WORK ORDER: Having read the records, set them all down exactly as they appear.

[Stored data]

PR #2320, opened 2017-07-12
Charlesmchen/right to left

charlesmchen:
* Fixes the most glaring problems with the Arabic localization (l10n).  

See: https://github.com/WhisperSystems/SignalServiceKit/pull/300

What is done:

* Doing a pass through the common states of most views and fixing the obvious issues.

An incomplete list of what's _not_ yet done:

* Hebrew l10n and other RTL languages.
* Fixing icons - especially those with asymmetry, e.g. padding for toolbar buttons.
* Time duration formatting.
* Auditing every single piece of code / every single state of every view.  
* Message bubble tails point the wrong way on RTL.

PTAL @michaelkirk 

I had to change a bunch of l10n strings, so I suggest we _not_ include this in the forthcoming v2.14 release.  By waiting for v2.15 we'll give our translators a couple of weeks to fix the l10n regressions.

### Conversation View

screen shot 2017-07-12 at 10 57 59 am

### Conversation Settings View

img_0023

### Import With Signal View

img_0022 1

### Home View

screen shot 2017-07-12 at 10 58 04 am

### Verification View

screen shot 2017-07-11 at 10 45 48 am

### Country View

screen shot 2017-07-11 at 10 42 50 am

### Registration View

reg

### Select Recipient View

screen shot 2017-07-11 at 10 14 50 am

### Settings Views

screen shot 2017-07-11 at 10 18 57 am
screen shot 2017-07-11 at 10 18 21 am


Signal.xcodeproj/project.pbxproj
```diff
@@ -443,7 +443,6 @@
 		34B3F8481E8DF1700035BE1A /* FullImageViewController.m */ = {isa = PBXFileReference; fileEncoding = 4; lastKnownFileType = sourcecode.c.objc; path = FullImageViewController.m; sourceTree = "<group>"; };
 		34B3F8491E8DF1700035BE1A /* InboxTableViewCell.h */ = {isa = PBXFileReference; fileEncoding = 4; lastKnownFileType = sourcecode.c.h; path = InboxTableViewCell.h; sourceTree = "<group>"; };
 		34B3F84A1E8DF1700035BE1A /* InboxTableViewCell.m */ = {isa = PBXFileReference; fileEncoding = 4; lastKnownFileType = sourcecode.c.objc; path = InboxTableViewCell.m; sourceTree = "<group>"; };
-		34B3F84B1E8DF1700035BE1A /* InboxTableViewCell.xib */ = {isa = PBXFileReference; fileEncoding = 4; lastKnownFileType = file.xib; path = InboxTableViewCell.xib; sourceTree = "<group>"; };
```
charlesmchen: Eliminated one .xib.

Signal/src/UIView+OWS.h
```diff
@@ -60,6 +60,31 @@ CGFloat ScaleFromIPhone5(CGFloat iPhone5Value);
...
+- (NSLayoutConstraint *)autoPinLeadingToView:(UIView *)view;
+- (NSLayoutConstraint *)autoPinLeadingToView:(UIView *)view margin:(CGFloat)margin;
+- (NSLayoutConstraint *)autoPinTrailingToView:(UIView *)view;
+- (NSLayoutConstraint *)autoPinTrailingToView:(UIView *)view margin:(CGFloat)margin;
+// Return Right on LTR and Right on RTL.
+- (NSTextAlignment)textAlignmentUnnatural;
+// Leading and trailing anchors honor layout margins.
+// When using a UIView as a "div" to structure layout, we don't want it to have margins.
++ (UIView *)containerView;
+- (void)setHLayoutMargins:(CGFloat)value;
```
charlesmchen: Added a slew of helper methods to make RTL-enabled layout easier, more concise and more readable.

There's a tricky thing here.  I've tried to write these methods so that the "margin" constant makes sense in normal, left-to-right layout.  In some cases that requires these methods to invert the actual value .

Signal/src/UIView+OWS.h
```diff
@@ -60,6 +60,31 @@ CGFloat ScaleFromIPhone5(CGFloat iPhone5Value);
...
+- (NSLayoutConstraint *)autoPinTrailingToSuperView;
+- (NSLayoutConstraint *)autoPinTrailingToSuperViewWithMargin:(CGFloat)margin;
+- (NSLayoutConstraint *)autoPinLeadingToTrailingOfView:(UIView *)view;
+- (NSLayoutConstraint *)autoPinLeadingToTrailingOfView:(UIView *)view margin:(CGFloat)margin;
+- (NSLayoutConstraint *)autoPinLeadingToView:(UIView *)view;
+- (NSLayoutConstraint *)autoPinLeadingToView:(UIView *)view margin:(CGFloat)margin;
+- (NSLayoutConstraint *)autoPinTrailingToView:(UIView *)view;
+- (NSLayoutConstraint *)autoPinTrailingToView:(UIView *)view margin:(CGFloat)margin;
+// Return Right on LTR and Right on RTL.
+- (NSTextAlignment)textAlignmentUnnatural;
```
charlesmchen: The "default" text alignment is left in LTR and right in RTL.  In some cases you want the opposite.  I've called that "Unnatural" - I couldn't think of a better name.

Signal/src/UIView+OWS.h
```diff
@@ -60,6 +60,31 @@ CGFloat ScaleFromIPhone5(CGFloat iPhone5Value);
 
 - (void)centerOnSuperview;
 
+#pragma mark - RTL
+
+// For correct right-to-left layout behavior, use "leading" and "trailing",
+// not "left" and "right".
+//
+// NOTE: the margin values are inverted in RTL layouts.
+- (BOOL)isRTL;
```
charlesmchen: Ideally, we'll use the `isRTL` method as little as possible.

RESPONSE TO THIS TASK:
PR #2320, opened 2017-07-12
Charlesmchen/right to left

charlesmchen:
* Fixes the most glaring problems with the Arabic localization (l10n).  

See: https://github.com/WhisperSystems/SignalServiceKit/pull/300

What is done:

* Doing a pass through the common states of most views and fixing the obvious issues.

An incomplete list of what's _not_ yet done:

* Hebrew l10n and other RTL languages.
* Fixing icons - especially those with asymmetry, e.g. padding for toolbar buttons.
* Time duration formatting.
* Auditing every single piece of code / every single state of every view.  
* Message bubble tails point the wrong way on RTL.

PTAL @michaelkirk 

I had to change a bunch of l10n strings, so I suggest we _not_ include this in the forthcoming v2.14 release.  By waiting for v2.15 we'll give our translators a couple of weeks to fix the l10n regressions.

### Conversation View

screen shot 2017-07-12 at 10 57 59 am

### Conversation Settings View

img_0023

### Import With Signal View

img_0022 1

### Home View

screen shot 2017-07-12 at 10 58 04 am

### Verification View

screen shot 2017-07-11 at 10 45 48 am

### Country View

screen shot 2017-07-11 at 10 42 50 am

### Registration View

reg

### Select Recipient View

screen shot 2017-07-11 at 10 14 50 am

### Settings Views

screen shot 2017-07-11 at 10 18 57 am
screen shot 2017-07-11 at 10 18 21 am


Signal.xcodeproj/project.pbxproj
```diff
@@ -443,7 +443,6 @@
 		34B3F8481E8DF1700035BE1A /* FullImageViewController.m */ = {isa = PBXFileReference; fileEncoding = 4; lastKnownFileType = sourcecode.c.objc; path = FullImageViewController.m; sourceTree = "<group>"; };
 		34B3F8491E8DF1700035BE1A /* InboxTableViewCell.h */ = {isa = PBXFileReference; fileEncoding = 4; lastKnownFileType = sourcecode.c.h; path = InboxTableViewCell.h; sourceTree = "<group>"; };
 		34B3F84A1E8DF1700035BE1A /* InboxTableViewCell.m */ = {isa = PBXFileReference; fileEncoding = 4; lastKnownFileType = sourcecode.c.objc; path = InboxTableViewCell.m; sourceTree = "<group>"; };
-		34B3F84B1E8DF1700035BE1A /* InboxTableViewCell.xib */ = {isa = PBXFileReference; fileEncoding = 4; lastKnownFileType = file.xib; path = InboxTableViewCell.xib; sourceTree = "<group>"; };
```
charlesmchen: Eliminated one .xib.

Signal/src/UIView+OWS.h
```diff
@@ -60,6 +60,31 @@ CGFloat ScaleFromIPhone5(CGFloat iPhone5Value);
...
+- (NSLayoutConstraint *)autoPinLeadingToView:(UIView *)view;
+- (NSLayoutConstraint *)autoPinLeadingToView:(UIView *)view margin:(CGFloat)margin;
+- (NSLayoutConstraint *)autoPinTrailingToView:(UIView *)view;
+- (NSLayoutConstraint *)autoPinTrailingToView:(UIView *)view margin:(CGFloat)margin;
+// Return Right on LTR and Right on RTL.
+- (NSTextAlignment)textAlignmentUnnatural;
+// Leading and trailing anchors honor layout margins.
+// When using a UIView as a "div" to structure layout, we don't want it to have margins.
++ (UIView *)containerView;
+- (void)setHLayoutMargins:(CGFloat)value;
```
charlesmchen: Added a slew of helper methods to make RTL-enabled layout easier, more concise and more readable.

There's a tricky thing here.  I've tried to write these methods so that the "margin" constant makes sense in normal, left-to-right layout.  In some cases that requires these methods to invert the actual value .

Signal/src/UIView+OWS.h
```diff
@@ -60,6 +60,31 @@ CGFloat ScaleFromIPhone5(CGFloat iPhone5Value);
...
+- (NSLayoutConstraint *)autoPinTrailingToSuperView;
+- (NSLayoutConstraint *)autoPinTrailingToSuperViewWithMargin:(CGFloat)margin;
+- (NSLayoutConstraint *)autoPinLeadingToTrailingOfView:(UIView *)view;
+- (NSLayoutConstraint *)autoPinLeadingToTrailingOfView:(UIView *)view margin:(CGFloat)margin;
+- (NSLayoutConstraint *)autoPinLeadingToView:(UIView *)view;
+- (NSLayoutConstraint *)autoPinLeadingToView:(UIView *)view margin:(CGFloat)margin;
+- (NSLayoutConstraint *)autoPinTrailingToView:(UIView *)view;
+- (NSLayoutConstraint *)autoPinTrailingToView:(UIView *)view margin:(CGFloat)margin;
+// Return Right on LTR and Right on RTL.
+- (NSTextAlignment)textAlignmentUnnatural;
```
charlesmchen: The "default" text alignment is left in LTR and right in RTL.  In some cases you want the opposite.  I've called that "Unnatural" - I couldn't think of a better name.

Signal/src/UIView+OWS.h
```diff
@@ -60,6 +60,31 @@ CGFloat ScaleFromIPhone5(CGFloat iPhone5Value);
 
 - (void)centerOnSuperview;
 
+#pragma mark - RTL
+
+// For correct right-to-left layout behavior, use "leading" and "trailing",
+// not "left" and "right".
+//
+// NOTE: the margin values are inverted in RTL layouts.
+- (BOOL)isRTL;
```
charlesmchen: Ideally, we'll use the `isRTL` method as little as possible.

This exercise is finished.